PR #188, opened 2022-09-16
Use standard linters

ofalvai:
Use the standard linters and config we use in other step repos.

This PR drops errcheck and golint in favor of golangci-lint through the check internal step.

There were a few lint violations with the new rules, this PR fixes those.

```
xcarchive/ios_test.go:68:9: composites: github.com/bitrise-io/go-xcode/xcarchive.IosExtension struct literal uses unkeyed fields (govet)
								{
								^
xcarchive/ios_test.go:93:8: composites: github.com/bitrise-io/go-xcode/xcarchive.IosExtension struct literal uses unkeyed fields (govet)
							{
							^
xcarchive/ios_test.go:104:8: composites: github.com/bitrise-io/go-xcode/xcarchive.IosExtension struct literal uses unkeyed fields (govet)
							{
							^
autocodesign/devportalclient/appstoreconnectclient/devices_test.go:18:9: copylocks: Do passes lock by value: github.com/bitrise-io/go-xcode/v2/autocodesign/devportalclient/appstoreconnectclient.MockDeviceClient contains github.com/stretchr/testify/mock.Mock contains sync.Mutex (govet)
func (c MockDeviceClient) Do(req *http.Request) (*http.Response, error) {
        ^
autocodesign/devportalclient/appstoreconnectclient/devices_test.go:42:38: copylocks: call of appstoreconnect.NewClient copies lock value: github.com/bitrise-io/go-xcode/v2/autocodesign/devportalclient/appstoreconnectclient.MockDeviceClient contains github.com/stretchr/testify/mock.Mock contains sync.Mutex (govet)
	client := appstoreconnect.NewClient(mockClient, "keyID", "issueID", []byte("privateKey"))
	                                    ^
autocodesign/autocodesign_test.go:278:28: errorsas: second argument to errors.As should not be *error (govet)
				(tt.wantErr != nil && !errors.As(err, &tt.wantErr)) {
				                       ^
autocodesign/projectmanager/projecthelper_test.go:106:16: SA5011: possible nil pointer dereference (staticcheck)
			if projHelp.Configuration != tt.wantConfiguration {
			            ^
autocodesign/projectmanager/projecthelper_test.go:103:7: SA5011(related information): this check suggests that the pointer can be nil (staticcheck)
			if projHelp == nil {
			   ^
```

### DIFF
--- a/.golangci.yml
+++ b/.golangci.yml
@@ -1,0 +1,26 @@
+run:
+  skip-dirs:
+  - .*/mocks
+
+issues:
+  # https://github.com/golangci/golangci-lint/issues/2439
+  exclude-use-default: false
+
+linters:
+  enable:
+  - errcheck
+  - gosimple
+  - govet
+  - ineffassign
+  - staticcheck
+  - typecheck
+  - unused
+  - revive
+
+linters-settings:
+  revive:
+    severity: error
+    rules:
+    - name: exported
+      arguments:
+      - checkPrivateReceivers
--- a/autocodesign/autocodesign_test.go
+++ b/autocodesign/autocodesign_test.go
@@ -184,7 +184,7 @@ func Test_codesignAssetManager_EnsureCodesignAssets(t *testing.T) {
 		appLayout AppLayout
 		opts      CodesignAssetsOpts
 		want      map[DistributionType]AppCodesignAssets
-		wantErr   error
+		wantErr   *DetailedError
 	}{
 		{
 			name: "no valid certs found",
--- a/autocodesign/certdownloader/certdownloader.go
+++ b/autocodesign/certdownloader/certdownloader.go
@@ -32,6 +32,7 @@ func NewDownloader(certs []CertificateAndPassphrase, client *http.Client) autoco
 	}
 }
 
+// GetCertificates ...
 func (d downloader) GetCertificates() ([]certificateutil.CertificateInfoModel, error) {
 	var certInfos []certificateutil.CertificateInfoModel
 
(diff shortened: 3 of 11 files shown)


.golangci.yml
```diff
@@ -0,0 +1,26 @@
...
+  - unused
+  - revive
+
+linters-settings:
+  revive:
+    severity: error
+    rules:
+    - name: exported
+      arguments:
+      - checkPrivateReceivers
```
tothszabi, line 26: This setting is exactly the same as in your other PR:
https://github.com/bitrise-io/go-utils/pull/168

Do we need to standardise it like what we are doing with the yamlint settings? The `steps-check` step contains the default settings and writes it to a file before running that given check.

ofalvai: Hard to say, my argument for duplicating it across the few library repos is that we only have 3 such repos at the moment and I don't expect to create new ones in the future. 

Are you thinking about creating a new step, such as `libs-check`, or extending the `steps-check` code to apply different golangci-lint rules for steps and libs?

tothszabi: I was thinking of somehow adding this config yaml to the `steps-check` step and somehow configuring when to apply it. But now that I think about it we can do it later as well and it will be easy to do it even if we merge this PR as it is.

One of the CI seems to have failed while the other succeeded so I think probably just restarting the build probably will solve it.

ofalvai: Agree, let's do the abstraction later. I restarted the CI build, it was indeed just flakiness. The only remaining thing is a ✅ from you 🥺 😁

tothszabi (approved):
..........
• _WHAT NEEDS TO BE DONE_
Wherever the line holding "--- a/autocodesign/certdownloader/certdownloader.go" falls in the entries above, copy exactly from it through the line holding "One of the CI", inclusive, and add nothing.

• _OUTPUT FOR THIS TASK_
--- a/autocodesign/certdownloader/certdownloader.go
+++ b/autocodesign/certdownloader/certdownloader.go
@@ -32,6 +32,7 @@ func NewDownloader(certs []CertificateAndPassphrase, client *http.Client) autoco
 	}
 }
 
+// GetCertificates ...
 func (d downloader) GetCertificates() ([]certificateutil.CertificateInfoModel, error) {
 	var certInfos []certificateutil.CertificateInfoModel
 
(diff shortened: 3 of 11 files shown)


.golangci.yml
```diff
@@ -0,0 +1,26 @@
...
+  - unused
+  - revive
+
+linters-settings:
+  revive:
+    severity: error
+    rules:
+    - name: exported
+      arguments:
+      - checkPrivateReceivers
```
tothszabi, line 26: This setting is exactly the same as in your other PR:
https://github.com/bitrise-io/go-utils/pull/168

Do we need to standardise it like what we are doing with the yamlint settings? The `steps-check` step contains the default settings and writes it to a file before running that given check.

ofalvai: Hard to say, my argument for duplicating it across the few library repos is that we only have 3 such repos at the moment and I don't expect to create new ones in the future. 

Are you thinking about creating a new step, such as `libs-check`, or extending the `steps-check` code to apply different golangci-lint rules for steps and libs?

tothszabi: I was thinking of somehow adding this config yaml to the `steps-check` step and somehow configuring when to apply it. But now that I think about it we can do it later as well and it will be easy to do it even if we merge this PR as it is.

One of the CI seems to have failed while the other succeeded so I think probably just restarting the build probably will solve it.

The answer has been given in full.